Claassen, P. A. M., van Lier, J. B., Contreras, A. M. L., van Niel, E. W. J., Sijtsma, L., Stams, A. J. M., de Vries, S. S., and Weusthuis, R. A. (1999). “Utilisation of biomass for the supply of energy carriers,” Appl. Microbiol. Biotechnol. 52, 741-755.

Dickerson, P., and Johnson, P. (2004). “World population information,” the Population Reference Bureau, Washington, DC.

Eriksson, T., Karlsson, J., and Tjerneld, F. (2002). “A model explaining declining rate in hydrolysis of lignocellulose substrates with cellobiohydrolase I (Cel7A) and endoglucanase I (Cel7B) of Trichoderma reesei,” Applied Biochemistry and Biotechnology 101, 41-60.
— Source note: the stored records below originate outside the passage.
PR #215, opened 2023-09-06
🌱 Rename IMAGE-NAME to HUMAN-READABLE-NAME in VM Image printer column

dilyar85:
This PR updates the printer column of VirtualMachine Image (in both v1a1 and v1a2) to rename "Image Name" to "Human Readable Name". The previous "Image Name" can be confusing with the `spec.imageName` in the VirtualMachine type.

Manually applied the updated CRD in a testbed and verified the output printer column:

```console
$ kubectl get cvmi
NAME                    HUMAN-READABLE-NAME                                          VERSION                  OS-TYPE               FORMAT   AGE
vmi-9b0796bae7b11ea63   photon-3-amd64-vmi-k8s-v1.23.8---vmware.2-tkg.1-zshippable   v1.23.8+vmware.1-tkg.1   vmwarePhoton64Guest   OVF      151m

$ kubectl get vmi -n sdiliyaer-test
NAME                    HUMAN-READABLE-NAME                                     VERSION         OS-TYPE                 FORMAT   AGE
vmi-4321c937fd22e514a   photon-ova_uefi-4.0                                     4.0             vmwarePhoton64Guest     OVF      150m
```

```release-note
Rename IMAGE-NAME to HUMAN-READABLE-NAME in the VM Image printer column.
```

### DIFF
--- a/api/v1alpha1/virtualmachineimage_types.go
+++ b/api/v1alpha1/virtualmachineimage_types.go
@@ -156,7 +156,7 @@ func (vmImage *VirtualMachineImage) SetConditions(conditions Conditions) {
 // +kubebuilder:resource:scope=Cluster,shortName=vmi;vmimage
 // +kubebuilder:storageversion:false
 // +kubebuilder:subresource:status
-// +kubebuilder:printcolumn:name="Image-Name",type="string",JSONPath=".status.imageName"
+// +kubebuilder:printcolumn:name="Human-Readable-Name",type="string",JSONPath=".status.imageName"
 // +kubebuilder:printcolumn:name="Version",type="string",JSONPath=".spec.productInfo.version"
 // +kubebuilder:printcolumn:name="Os-Type",type="string",JSONPath=".spec.osInfo.type"
 // +kubebuilder:printcolumn:name="Format",type="string",JSONPath=".spec.type"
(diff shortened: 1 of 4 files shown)


aruneshpa:
From users' point of view, every name should be friendly name.  The fact that our image names are generated is an implementation detail.  We need to think of some other alias than "friendly name".  
"vSphere Name", "infra name" or something alike.  Ellen can be of help here as well.

dilyar85:
> From users' point of view, every name should be friendly name. The fact that our image names are generated is an implementation detail. We need to think of some other alias than "friendly name". "vSphere Name", "infra name" or something alike. Ellen can be of help here as well.

I kind of lean towards using the **vSphere Name** to ensure consistency with the `kubectl get clitem` output column: https://github.com/vmware-tanzu/image-registry-operator-api/blob/main/api/v1alpha1/contentlibraryitem_types.go#L164
I used "Friendly Name" in this PR based on Andrew's suggestion and saw it's mentioned in the v1a2 API as well: https://github.com/vmware-tanzu/vm-operator/blob/main/api/v1alpha2/virtualmachineimage_types.go#L135

zyiyi11 (approved):
LGTM

bryanv (approved):

akutz:
I'm not a fan of Human-Readable-Name. I do not understand why we veered from Friendly-Name. Not all IDs are friendly, so I kind of disagree with that. Some are friendlier than others. Friendly-Name is also much nicer sounding and more concise.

Galbe, M., and Zacchi, G. (2002). “A review of the production of ethanol from softwood,” Appl. Microbiol. Biotechnol. 59, 618-628.

Gregg, D. J., and Saddler, J. N. (1996). “Factors affecting cellulose hydrolysis and the potential enzyme recycle to enhance the efficiency of an integrated wood to ethanol process,” Biotechnol. and Bioengineering 51, 375-383.

McMillan, J.D., Jennings, E. W., Mohagheghi, A., and Zuccarello, M. (2011). “Comparative performance of precommercial cellulases hydrolyzing pretreated corn stover,” Biotechnol Biofuels 4, 29

Leathers, T. D. (2003). “Bioconversions of maize residues to value-added coproducts using yeast-like fungi,” FEMS Yeast Research 3, 133-140.

Nguyen, Q. A., and Saddler, J. N. (1991). “An integrated model for the technical and economic evaluation of an enzymatic biomass conversion process,” Bioresource Technol. 35, 275-282.

Schwald, W., Breuil, C., Brownell, H. H., Chan, M., and Saddler, J. N. (1989). “Assessment of pretreatment conditions to obtain fast complete hydrolysis on high substrate concentrations,” Applied Biochem. and Biotechnol. 20/21, 29-44.

Article submitted: January 16, 2014; Peer review completed: March 3, 2014; Revised version received and accepted: April 8, 2014; Published: April 15, 2014.